Wer nach draußen blickt, hält den Winter für überstanden, doch das ist ein Irrtum! Momentan sieht es ganz gut aus – und auch in den kommenden Tagen soll es schön werden. „Sie bringen viel Sonnenschein. Hoch Renate ist zwar weg, aber die Nachfolgerin, das Hoch Sandra, ist schon da.

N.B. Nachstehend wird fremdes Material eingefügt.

PR #6270, opened 2023-06-16
Change order of things during logout

kelsos:
Closes #(issue_number)

## Checklist

## Notes
What as happening is that during logout the state was cleared first and then the navigation happened. 

Because some of the elements where still visible they would trigger a refresh of state after the logout. (e.g. fetching assets mappings)

### DIFF
--- a/frontend/app/src/store/plugins.ts
+++ b/frontend/app/src/store/plugins.ts
@@ -13,6 +13,11 @@ export const StoreResetPlugin = ({ store }: PiniaPluginContext): void => {
       state = cloneDeep(initialState);
     }
     store.$patch(toReactive(state));
+    // If a store has its own reset function (e.g. to cancel actions)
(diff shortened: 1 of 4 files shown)


frontend/app/src/store/plugins.ts
```diff
@@ -13,6 +13,11 @@ export const StoreResetPlugin = ({ store }: PiniaPluginContext): void => {
       state = cloneDeep(initialState);
     }
     store.$patch(toReactive(state));
+    // If a store has its own reset function (e.g. to cancel actions)
+    // Then we will also call this to properly cleanup.
+    if (store.reset && typeof store.reset === 'function') {
```
tewshi, line 18: `typeof store.reset === 'function'` will be enough here, yeah?

tewshi (approved):
other than the little nitpick, lgtm!

PR #6273, opened 2023-06-17
Added Stale bot

Narcos101:
This PR:

- Adds a stale bot to manage issues

### DIFF
--- a/.github/workflows/stale-bot.yml
+++ b/.github/workflows/stale-bot.yml
@@ -1,0 +1,49 @@
+name: Triage Stale Issues
+
+on:
+  schedule:
+  - cron: "0 * * * *"
+  workflow_dispatch:
+
+jobs:
+  issue-cleanup:
+    runs-on: ubuntu-latest
+    name: Triage Stale Issues
+    steps:
+    - uses: aws-actions/stale-issue-cleanup@v4
+      with:
+        issue-types: issues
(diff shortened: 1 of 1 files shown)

Das Wetter bleibt relativ ähnlich“, sagt Jung. „Nachts ist es ziemlich kühl, heute Morgen gab es verbreitet Bodenfrost, aber tagsüber kann die Sonne schön einheizen und dann steigen die Temperaturen ordentlich in die Höhe.“

Dem Frühling will der Durchbruch in diesem Jahr nicht so richtig gelingen

Doch so richtig gelingt dem Frühling der Durchbruch nicht. Denn: „Die Wetterkonstellation bleibt momentan sehr ähnlich. Wir haben ein Hochdruckgebiet bei den britischen Inseln, ein Tief über Nordeuropa, dazwischen strömt relativ kühle Luft nach Europa“, erklärt Jung. „Aber die warmen Luftmassen kommen zumindest im Westen und Süden Deutschlands voran, deshalb gab es am Sonnabend über 20 Grad.“ Heute erwartet der Experte Wolkenfelder, viel Sonne, nur im Osten könne es auch mal Regen geben.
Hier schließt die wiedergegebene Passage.